His name is Ron McGuire, and the raft of precedent-setting victories he’s logged the past 25 years rarely gets acknowledged.
“He is the John Brown of CUNY,” says civil rights lawyer Roger Wareham, referring to the famed abolitionist. “A white man representing mostly black and Hispanic students, and since black and brown lives still don’t matter in this society, his work is too often dismissed.”
But now McGuire, at age 67, is in the fight of his life before the U.S. Court of Appeals, seeking to recover legal fees for his most important victory.
The case, Husain vs. Springer, has dragged on for 18 years.
“It is one of the rare cases establishing that college journalists are constitutionally protected against retaliation by school administrators,” says Frank LoMonte, of the nonprofit Student Press Law Center in Washington, D.C.
It all began in 1997, when Marlene Springer, then the president of the College of Staten Island, suddenly annulled the balloting for student government.

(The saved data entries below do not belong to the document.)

PR #570, opened 2018-07-26
Add Discourse

JimboJoe:
Now that the CI seems stabilized, let's see how the CI handles that! :innocent:

### DIFF
--- a/community.json
+++ b/community.json
@@ -238,6 +238,12 @@
         "state": "notworking",
         "url": "https://github.com/YunoHost-Apps/diaspora_ynh"
     },
+    "discourse": {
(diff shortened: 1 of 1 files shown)


JimboJoe:
Your PR got merged, thanks @tituspijean !
I've upgraded to upstream version 2.0.3, which was tough because the ARM compatibility was broken (upstream doesn't take care of ARM...).
Now in latest tests, installation fails because a web server of some dependencies (xmlsoft.org) is down...
Let's hold on a little bit, then... :sleeping:

JimboJoe:
Everything looks good to me now!

PR #576, opened 2018-08-16
Set sogo as maintened and change url

Josue-T:
fixes https://github.com/mattronix/sogo_ynh/issues/3

### DIFF
--- a/community.json
+++ b/community.json
@@ -1250,10 +1250,10 @@
     },
     "sogo": {
         "branch": "master",
-        "maintained": false,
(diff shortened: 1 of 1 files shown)


frju365:
If it's maintained, should we add this line, or can we just delete it ?

Josue-T:
I don't know, many apps don't have this line.

frju365:
Well, I'm for remove it, as it's not fully implemented I think.

alexAubin:
You can either delete it or set it as true :+1:

frju365:
ok. If it's the same it's ok

PR #598, opened 2018-10-14
Update app's level

maniackcrudelis:


maniackcrudelis:
As reminder, don't forget that those PR have to be merged within a week, otherwise no other commit can be make by the script.
So those, very easy to review, PR should be quickly merged, and then remove the branch to allow the following PR the next Friday.

PR #623, opened 2018-11-24
Update app's level

maniackcrudelis:


maniackcrudelis:
Meanwhile, those apps aren't working in our CI.
As well for any user using LXC.

So we can't give any level to those apps. Either they're inprogress or off list, either they're level 0...

frju365:
ok. No problem. I do it in the next days (today or tomorrow)

alexAubin:
:| ...

So what do we do with this...

Personally I think level 0 is fine, from the point of view of the users, it's not worse than not having levels at all. It would be nice to have a solution to test those apps automatically but doing manual tests is just a waste of time and in the meantime that's not energy spent in automatizing tests for dockerized apps.

Can't we just move on with this semi-automatic PR ? :|

maniackcrudelis:
Anyway, if it's not today, it will be tomorrow, those apps are going to be set at 0 by the next round of the script.
So, meanwhile, let's merge to not block the update of the other apps.

In the check_process you can also fix the level at 1 or whatever, or find a real solution to check those apps.

maniackcrudelis:
Well...
It's time I guess for my autocratic merge :smiling_imp:

PR #627, opened 2018-11-29
[fix] Burry some package with no plan to be maintained

zamentur:
Here i suggest to remove some apps from the community list.
I have not removed jappix cause the app is working. We probably miss a way to indicate an app is deprecated.

### DIFF
--- a/community.json
+++ b/community.json
@@ -45,14 +45,6 @@
         "state": "inprogress",
         "url": "https://github.com/YunoHost-Apps/agora_ynh"
     },
-    "ajaxgoogleapis": {
-        "branch": "master",
-        "level": 0,
-        "maintained": false,
-        "revision": "17565a0ed6c6f617a53d36f5b91c1a7ea884a11a",
-        "state": "notworking",
-        "url": "https://github.com/zamentur/ajaxgoogleapis_ynh"
-    },
     "apticron": {
         "branch": "master",
         "maintained": false,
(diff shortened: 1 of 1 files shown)


JimboJoe:
I'm OK with burying applications for which the upstream is definitely dead (like shout which has been forked and abandoned).
I think we shouldn't burry applications if that's not the case: for instance, owncloud is still maintained and "may" someday be more attractive than it is today versus Nextcloud. And that day, we want the volunteer owncloud app packager to know this package existed... Don't we? :smile:

maniackcrudelis:
Agree with JimboJoe and frju365

zamentur:
etherpadlite_ynh has not been updated since 4 years... The package etherpadmypad seems replace it.
About owncloud it's like you want.

alexAubin:
Bump :s

JimboJoe:
@frju365 in particular :wink:

frju365:
For etherpad lite, I'm still against. But, as we have etherpad_mypads which have better features, it's ok.

frju365:
@maniackcrudelis : Can etherpad_mypads replace totally etherpad_lite ? (or do we must maintain it too ?)

alexAubin:
Bump ... what do we do with this :s

JimboJoe:
etherpad-lite looks [still maintained](https://github.com/ether/etherpad-lite), so my opinion about the corresponding package is the same as for owncloud: keep the package in the list, if someone wants to maintain it.

maniackcrudelis:
Actually, frju365 is right about etherpad-lite. etherpad_mypads can be considered as a maintained replacement package of etherpad_lite.
During the installation, you can choose to not install the plugin mypads, so you'll have just etherpad-lite.

So, I think we could get rid of etherpad_lite, as this package isn't maintained anymore.

alexAubin:
Soooo, is that okay for everybody ? (@JimboJoe ?)

PR #631, opened 2018-12-03
add zabbix

Mickael-Martin:


community.json
```diff
@@ -1730,6 +1730,13 @@
         "revision": "795449cb43ccdba949c814746d6ea90eee0a7259",
         "state": "working",
         "url": "https://github.com/aymhce/yunohost_ynh"
+    },
+     "zabbix": {
+        "branch": "master",
+        "level": 2,
```
alexAubin: Please don't specify the level manually, it's meant to be the result of automatic test by the CI

community.json
```diff
@@ -1730,6 +1730,13 @@
...
+        "revision": "9386c5b2",
```
alexAubin: I think you need to put the full commit id here, not just a short one ?

Mickael-Martin: Gitlab works with small ids like this : 
https://framagit.org/Mickael-Martin/zabbix_ynh/commits/master

community.json
Mickael-Martin: Sorry, who make this test ? me ? you ? using https://github.com/YunoHost/package_check ?

frju365: Nobody. It's the CI who did automatic tests : https://ci-apps.yunohost.org/ci/

frju365: You have just to remove this line.

alexAubin:
Thanks !

Mickael-Martin:
Thank you too !

Mickael-Martin:
sorry, why the app no appears on the community list ?

Mickael-Martin:
in this list : https://app.yunohost.org/community.json

alexAubin:
Thanks for reporting the issue.

I manually launched the build of the list (the community.json in this repo and the community.json you are pointing are two different files for various reasons)

I found this error : 
```
-> Error: unable to decompress object from https://framagit.org/Mickael-Martin/zabbix_ynh.git/objects/93/86c5b2 : Error -3 while decompressing data: incorrect header check
```

And it looks like this URL is indeed not working. Do you have an idea of the url we should use ?

Mickael-Martin:
what is your command/code to obtain that ?
If you want try, I open a pushed mirror repo on https://github.com/Mickael-Martin/zabbix_ynh

I see the same issue with : 
  "wifiwithme": {
        "branch": "master",
        "level": 0,
        "revision": "14e01a3981bde7192e100b1f9cfa50e95d6cb89b",
        "state": "notworking",
        "url": "https://code.ffdn.org/ljf/wifiwithme_ynh"
},

alexAubin:
To explain a bit what's going on, basically the "built" json file shall include the manifest of the app, among other things.

The relevant piece of code is here : https://github.com/YunoHost/apps/blob/master/list_builder.py#L252-L255

Sounds like there is indeed an issue with another app hosted on framagit (covoiturage_ynh) though I'm kinda sure it worked at some point ... Maybe the Gitlab API changed. Anyway, we shall investigate how to contact the API 'cause that's an important piece if we hope to move away from Github someday. The tricky part is that some other apps (e.g. wifiwithme) might be hosted on a Gogs with yet another API ...

alexAubin:
I'm in the process of fixing the issue, but in the meantime, please consider changing the 'id' inside your `manifest.json` to just `zabbix` instead of `ynhzabbix` ... Otherwise people will see your app being called `ynhzabbix` which makes less sense than just `zabbix` :s

Mickael-Martin:
Done ! Thanks !

alexAubin:
Thanks !

Though please note that this won't be effective until the `revision` key is updated in `community.json` :sweat_smile: . (Yes, that's a lot of details to handle ..)

Nowadays we usually set the `revision` to `HEAD` to avoid updating it each time a new stable version is release. Though that means that you should probably have a `testing` branch for commits that are not suitable yet for production. See the note about HEAD here : https://github.com/YunoHost/Apps/#how-to-add-your-app-to-the-community-list

frju365:
revision commit is : 9386c5b28e44ced928e886c00685d0f9a8486620 not the small one (we need the entire commit revision number - SHA number which is generated in fact)

alexAubin:
(The short one works as well as the long one)

frju365:
ok didn't know :P I prefer the complete one, as others PR has it.

PR #634, opened 2018-12-06
Adds Pilea

SimonMellerin:
Hi,

I'm new here, I developed an little app to monitor electricity consumption via Linky. 

Maybe it can interset some people :)


maniackcrudelis:
That looks very interesting !
I'm going to try it this afternoon

PR #1357, opened 2023-09-11
Use tf-apko 0.10.4

imjasonh:
https://github.com/chainguard-dev/terraform-provider-apko/releases/tag/v0.10.4

### DIFF
--- a/tflib/publisher/main.tf
+++ b/tflib/publisher/main.tf
@@ -6,7 +6,7 @@ terraform {
     }
     apko = {
       source  = "chainguard-dev/apko"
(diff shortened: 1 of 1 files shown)


stormqueen1990 (approved):

tflib/publisher/main.tf
```diff
@@ -6,7 +6,7 @@ terraform {
     }
     apko = {
       source  = "chainguard-dev/apko"
-      version = "0.9.2"
```
mattmoor, line 9: You need to update the digest in the reproducibility check or this will fail postsubmit.

PR #1365, opened 2023-09-13
Add boring-registry image.

dlorenc:
I wrote a helm test for this but dropped it after. The upstream image has a helm chart but fails upon deployment without GCP or S3 credentials as well. The image is dead simple:

https://github.com/TierMobility/boring-registry/blob/main/Dockerfile

so I think the risk of this failing with GCS/S3 is low enough that it's not worth the complexity of adding a 3p service to our tests.

### Image Size

- [X] The Image is smaller in size than its common public counterpart.

Notes:

### Image Vulnerabilities

- [X] The Grype vulnerability scan returned 0 CVE(s).

Notes:

- [X] The container image was successfully loaded into a kind cluster.

Notes:

Notes: (see above, the service requires manual configuration against GCS/S3)

### Helm

- [X] A Helm chart has been provided and the container image is not working with the chart (please explain in the notes).

Notes: The image "works" with the helm chart, but by that I mean it fails in the same way as the upstream image.

### Processor Architectures

- [X] The image was built and tested for x86_64.
- [X] The image was built and tested for aarch64.

Notes:

- [X] Functional tests have been included and the tests are passing.  All tests have been documnted in the notes section.

Notes:

- [X] There has not been a request and/or there is no indication that this image needs tested on a public cloud provider.

Notes:

### Version

- [X] The package version is the latest version of the package.  The latest tag points to this version.

Notes:

### Dev Tag Availability

- [X] There is a dev tag available that includes a shell and apk tools (by depending on 'wolfi-base')

Notes:

- [X] The image runs as `nonroot` and GID/UID are set to 65532 or upstream default

### ENTRYPOINT

- [X] applications/servers/utilities set to call main program with no arguments e.g. [redis-server]

### CMD

- [X] For server applications give arguments to start in daemon mode (may be empty)

### Environment Variables

- [X] Environment variables not added and not required.

### SIGTERM

- [X] The image responds to SIGTERM (e.g., `docker kill $(docker run -d --rm cgr.dev/chainguard/nginx)`)

### Logs

- [X] Error logs write to stderr and normal logs to stdout. Logs DO NOT write to file.

### Documentation - README

- [X] A README file has been provided and it follows the README template.


stormqueen1990 (commented):
LGTM!

images/boring-registry/main.tf
```diff
@@ -0,0 +1,52 @@
...
+  depends_on = [module.test-latest]
+  digest_ref = module.latest.image_ref
+  tag        = "latest"
+}
+
+resource "oci_tag" "latest-dev" {
+  depends_on = [module.test-latest]
+  digest_ref = module.latest-dev.image_ref
+  tag        = "latest-dev"
+}
```
joshrwolf, line 52: any reason why we're not using the tagger module here?

joshrwolf:
```suggestion
module "tagger" {
  source = "../../tflib/tagger"

  depends_on = [module.test-latest]

  tags = merge(
    { for t in toset(concat(["latest"], module.version-tags.tag_list)) : t => module.latest.image_ref },
    { for t in toset(concat(["latest"], module.version-tags.tag_list)) : "${t}-dev" => module.latest-dev.image_ref },
  )
}
```

images/boring-registry/README.md
```diff
@@ -0,0 +1,117 @@
...
+```
+
+This will require specifying a storage provider and credentials to it using the appropriate flags.
+
+## Helm
+
+This image is a drop-in replacement for the upstream image, and can be used in their helm chart with an invocation like:
+
+```
+export HELM_EXPERIMENTAL_OCI=1
```
joshrwolf, line 112:
```suggestion
```

nit, since I realize this is just copy/pasta'd from upstream

images/boring-registry/main.tf
dlorenc: I just copied the helm image over which I guess uses the other pattern. Will try this one!

joshrwolf (approved):
lgtm, thanks!

PR #1396, opened 2023-09-16
Refactor `cert-manager` to eliminate boilerplate.

mattmoor:
This drops the YAML files entirely in favor of HCL-level templating.

This also factors `tflib/accts` to share the boilerplate around the accounts block.

cc @wlynch @imjasonh @joshrwolf


mattmoor:
I think it would be interesting trying to take a slightly more complex multi-component build like Tekton and migrate it to this style 🤔

imjasonh:
This change itself lgtm, and I support the direction with one caveat: we need better docs for how to use tf-apko from head to build and diff things, if this is going to be the paved/only path we use.

It's too painful today to make a change to go-apk, go mod replace it in apko, update and release tf-apko to see it in real usag e. If we can shorten that so folks (mainly Jon) can test things out in pure HCL then I think that's a win.

Also, if we stop using the apko CLI ourselves day to day, we should make that clear somehow in apko's docs and marketing. I don't want folks to find and use apko only to find out we're not hitting their bugs because we only use it via tf.

mattmoor:
> we need better docs for how to use tf-apko from head to build and diff things

We build a subset of this repo presubmit in tf-apko.  We can document the process for sure, but I’m pretty sure it’s standard tf provider development.

> It's too painful today to make a change to go-apk, go mod replace it in apko, update and release tf-apko to see it in real usag e. If we can shorten that so folks (mainly Jon) can test things out in pure HCL then I think that's a win.

I agree with the problem but disagree on the solution.  We need better tests in go-apk and apko, and frankly we always have.  If the only way to test things is to jump through all of these hoops then development is going to continue to suck.

These repos are already set up to build everything with both apko and tf-apko, so there is nothing really stopping us from adding a world build to apko like we have in tf-apko that tests apko still works too.  We just need a story for breaking digest changes if we are going to lean on that.  Frankly if that forces us to be more intentional with breaking changes, then I think that’s a win.

mattmoor:
[Here's the workflow](https://github.com/chainguard-dev/terraform-provider-apko/blob/main/.github/workflows/mega-module.yaml) I am talking about (mostly for others who are curious), but we'd need it to be `pull_request_target` in `apko` to reliably get the result I suggested above.

images/cert-manager/config/main.tf
```diff
@@ -0,0 +1,28 @@
...
+
+output "config" {
+  value = jsonencode({
+    contents = {
+      packages = concat(["cert-manager-${var.name}${var.suffix}"], var.extra_packages)
+    }
+    accounts = module.accts.block
+    entrypoint = {
+      command = "/usr/bin/${var.name}"
+    }
```
wlynch, line 26: I tried to do something like this originally with the apko_config, but ran into trouble since most of these fields are marked readonly.

Should we be dropping the read-only designation? (does this even matter w/ tf?)

images/cert-manager/config/main.tf
```diff
@@ -0,0 +1,28 @@
...
+variable "extra_packages" {
+  description = "Additional packages to install."
+  type        = list(string)
+  default     = []
+}
+
+module "accts" { source = "../../../tflib/accts" }
+
+output "config" {
+  value = jsonencode({
```
wlynch, line 19: Are we potentially double-encoding? is this a problem? 🤔 

```terraform
module "latest-dev" {
  config            = jsonencode(module.latest[each.key].config)
  ...
}
```

wlynch (approved):
lgtm, but a few questions

images/cert-manager/config/main.tf
mattmoor: This is a different config!

This line is the config that comes out of the non-dev version to ensure that everything is "locked" to the same packages in dev, except for anything new we add on top.

images/cert-manager/config/main.tf
mattmoor: I'm curious what you tried, but `apko_config` takes the string form and _returns_ the parsed/locked config, so it is output-only. However, what `apko_build` accepts is just this structure.

Hopefully that clarifies?

mattmoor:
I rebased this to fix the merge conflict.

imjasonh (approved):

PR #1409, opened 2023-09-19
bump release runner fanout to 4c runners

joshrwolf:
we're seeing:

```
  Warning  Evicted    3m28s  kubelet            The node had condition: [DiskPressure].
```

now on some legs of the build.

this bumps us up (slightly) to 4c runners, which also have _significantly_ larger disks

ref: https://docs.github.com/en/actions/using-github-hosted-runners/about-larger-runners#machine-sizes-for-larger-runners

### DIFF
--- a/.github/workflows/release.yaml
+++ b/.github/workflows/release.yaml
@@ -52,7 +52,7 @@ jobs:
         modified-files: ${{ steps.build-filter.outputs.filter }}
 
   build-0:
-    runs-on: ubuntu-latest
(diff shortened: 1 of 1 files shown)


imjasonh (approved):

mattmoor:
There isn't a 4 core runner pool, so everything has been wedged since this landed.  I'm puzzled that we aren't seeing this in the private rebuilds?

mattmoor:
We applied this change downstream, but not here: https://github.com/chainguard-images/images/pull/1571

PR #1410, opened 2023-09-19
Adding missing GPG package for argoCD

sfc-gh-ddudek:
During running an argoCD image from chainguard there is a problem with running argocd-repo-server successfully.
The following error appears in the logs:
```
time="2023-09-19T10:16:46Z" level=fatal msg="exec: \"gpg\": executable file not found in $PATH"
```
Quick search-through the argo-cd repository, and yeah it uses gpg internally:
```
OUTPUT=$(gpg $ARGS 2>&1)
```
https://github.com/argoproj/argo-cd/blob/df714accc0184fea0f09cfa8a4e1d4ed4a6a7b4b/hack/gpg-wrapper.sh#L4

gpg is not in the packages list in the repo, hence adding it.

### DIFF
--- a/images/argocd/configs/latest.argocd.apko.yaml
+++ b/images/argocd/configs/latest.argocd.apko.yaml
@@ -3,6 +3,7 @@ contents:
     - busybox
     - argo-cd
     - argo-cd-compat
+    - gpg
 
 accounts:
   groups:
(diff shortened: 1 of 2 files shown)


joshrwolf:
thanks for the contribution!

just a heads up that this _should_ be pulled in as part of the `argocd-repo-server` package ([here](https://github.com/wolfi-dev/os/blob/cbc50ce131b2c7cceb80c70ddd1f5ba2ed9cd745/argo-cd-2.8.yaml#L75)).

I'll look into why that's not the case...

imjasonh (approved):

PR #1414, opened 2023-09-20
Add tests to Istio images

tcnghia:
- Test that the Helm charts are working
- Test that the sidecar injector / init container (iptable) are working
- Test that a simple VirtualService works

### DIFF
--- a/images/istio/tests/main.tf
+++ b/images/istio/tests/main.tf
@@ -14,6 +14,10 @@ variable "digests" {
   })
 }
 
+variable "namespace" {
+  description = "The namespace to install Istio in."
+}
+
 data "oci_exec_test" "proxy-version" {
   digest = var.digests.proxy
   script = "docker run --rm $IMAGE_NAME --version"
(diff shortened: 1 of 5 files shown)


images/istio/tests/main.tf
```diff
@@ -29,19 +33,126 @@ data "oci_exec_test" "operator-version" {
...
+  # there's no official helm chart for the istio operator
   repository = "https://stevehipwell.github.io/helm-charts/"
   chart      = "istio-operator"
 
   values = [jsonencode({
     image = {
-      repository = data.oci_string.ref.registry_repo
-      tag        = data.oci_string.ref.pseudo_tag
+      repository = data.oci_string.operator-ref.registry_repo
+      tag        = data.oci_string.operator-ref.pseudo_tag
```
mattmoor, line 50: Is it possible to point it at our images as well?

images/istio/tests/main.tf
```diff
@@ -29,19 +33,126 @@ data "oci_exec_test" "operator-version" {
...
+    # will be managed.
+    revision = local.namespace
+    pilot = {
+      image = var.digests.pilot
+    }
+    global = {
+      istioNamespace = local.namespace
+      # We have to trim the suffix and specify it in `image`, because this
+      # Helm chart does not like slashes in the image name.
+      hub = replace(data.oci_string.proxy-ref.registry_repo, "/istio-proxy", "")
```
mattmoor, line 92: 🤔 I'm puzzled at how this works

mattmoor (approved):

images/istio/tests/main.tf
tcnghia: This is our `operator` image. I think you mean pointing at our proxy and pilot image? That would be part of the IstioOperator resource that we will install. Will follow up with an additional test for that.

images/istio/tests/main.tf
tcnghia: If the proxy image is `gcr.io/test/istio/image/istio-proxy:unused@sha256:deadbeef`, the chart expects:
* `hub` = gcr.io/test/istio/image
* `image` = istio-proxy
* `tag` = `unused@...`

The `oci_string.foo.registry_repo` would give me gcr.io/test/istio/image/istio-proxy, hence I need to chop that last part off.

PR #1421, opened 2023-09-21
bump apko publisher module and cosign provider

imjasonh:
Supercedes https://github.com/chainguard-images/images/pull/1420 which fails because it only updates the publisher.


k4leung4:
this should be safe to close as there are no changes

PR #1423, opened 2023-09-21
feat: add scaffold command to monopod

stormqueen1990:
### Changes

* Create a new `scaffold` command in `monopod` to aid creation of new images.
* Reorganize the `images/TEMPLATE` folder to a flat structure to make it easier to read the template files.
* Change templates to work with Go `text/templates`.


images/TEMPLATE/main-config.tf
```diff
@@ -12,7 +12,7 @@ variable "extra_packages" {
 }
```
pdeslaur, line 12: Should `TODO YOUR PACKAGE HERE` be replaced with `.PackageName`? If so, we could also update the `apko` YAML to include the comment:

`# {{ .PackageName }} comes in via var.extra_packages`

priyawadhwa (commented):
This LGTM! Maybe we could add a test to generate a sample scaffold & compare to the expected output.

vaikas (commented):
Thanks for doing this!

images/TEMPLATE/main-config.tf
stormqueen1990: Yes that makes sense to me!

stormqueen1990: Done!

stormqueen1990:
> This LGTM! Maybe we could add a test to generate a sample scaffold & compare to the expected output.

Yes! That's a great idea, I'll add it.

imjasonh (approved):

PR #1424, opened 2023-09-21
crossplane tests: enable pushing to a private repo

imjasonh:
These tests pass when pushing to cgr.dev/chainguard, where anybody can pull, but fail when pushed to another non-public repo on cgr.dev (or, I suppose, any private repo anywhere).

The tests fail because the Crossplane control plane running on the cluster doesn't have permission to pull the image, which it needs to do to extract provider metadata from it.

This PR updates the test to check if the cgr cred helper is installed, and if so, populate an ephemeral Docker config, and populate a Kubernetes Secret with those creds, and tell the Crossplane control plane to use the secret to pull.

This passed for me locally with:

```
terraform apply -var=target_repository=cgr.dev/imjasonh.dev -target=module.crossplane-aws -auto-approve
```

### DIFF
--- a/images/crossplane-aws/tests/install.sh
+++ b/images/crossplane-aws/tests/install.sh
@@ -1,6 +1,27 @@
 #!/usr/bin/env bash
 
-set -o errexit -o nounset -o errtrace -o pipefail -x
+set -o errexit -o nounset -o errtrace -o pipefail
+
+# If the image is on cgr.dev and we have a cred helper for that available, use
+# it to generate creds we can pass to the Crossplane control plane.
+# This is necessary when pushing to a private repo, since the Crossplane
+# control plane needs to pull the image to get configuration from it.
+tmp=$(mktemp -d)
+echo "{}" > ${tmp}/config.json
+if [ -x "$(command -v docker-credential-cgr)" ]; then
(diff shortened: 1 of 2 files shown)


images/crossplane-aws/tests/install.sh
```diff
@@ -1,6 +1,27 @@
...
+set -o errexit -o nounset -o errtrace -o pipefail
+
+# If the image is on cgr.dev and we have a cred helper for that available, use
+# it to generate creds we can pass to the Crossplane control plane.
+# This is necessary when pushing to a private repo, since the Crossplane
+# control plane needs to pull the image to get configuration from it.
+tmp=$(mktemp -d)
+echo "{}" > ${tmp}/config.json
+if [ -x "$(command -v docker-credential-cgr)" ]; then
+  token=$(echo "cgr.dev" | docker-credential-cgr get)
```
mattmoor, line 12: Can you pass in the registry via an environment variable extracted from the `IMAGE_NAME`?

mattmoor (approved):

images/crossplane-aws/tests/install.sh
imjasonh: I thought about it, I can do that in a followup when/if it's a problem.

PR #1425, opened 2023-09-21
aws-efs-csi-driver: Fix /csi permissions

jonjohnsonjr:
When this boots up, it attempts to delete `/csi/csi.sock` and then listen on it, but does not have permissions to do so.


denhamparry (approved):
LGTM!

ajayk (approved):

At the time, the CUNY system was in the midst of several campus protests. A newspaper on the Staten Island campus, College Voice, published a special edition prior to the election, openly backing a radical slate of candidates. Springer impounded the ballots and claimed the newspaper had “compromised” the voting with unfair coverage.
A subsequent tally showed the radicals would have won all 37 seats they were contesting.
Sarah Husain, one of the paper’s editors, and several other students sued in federal court, alleging their First Amendment rights had been violated.
That same year, following a successful CUNY-wide student strike against tuition hikes, McGuire successfully defended several protest leaders from being kicked out of school. One of those leaders, Ydanis Rodriguez, is now a City Council member and chairman of the higher education committee.
Then in 1999, McGuire prevailed in Smith vs. City University, where the state Court of Appeals ordered CUNY to hold all meetings in open session. “And in 2005, the state’s highest court ruled in Perez vs. City University that campus governance bodies could not make their decisions at public meetings by secret ballot."
McGuire’s most important victory, however, came in 2007, when a U.S. Court of Appeals panel ruled in the Staten Island case that “Springer’s nullification of the election created ... a chilling effect” on students’ First Amendment rights.
Eight years later, the fight over McGuire’s court fees for that case has not been settled. His initial request for more than $800,000 has been slashed to a mere $56,000 by another federal appeals panel — far less than he received in the Perez or Smith cases from the state.
“It’s a fantasy that you can win a piece of federal litigation for just $50,000 against a powerful government agency,” LoMonte said.
McGuire is now seeking a hearing before the full Court of Appeals in hopes of overturning the smaller panel’s ruling. The court will decide on his request in the next few weeks.
If lawyers like McGuire can’t receive adequate compensation for defending the rights of low-income students, then no one else will even try.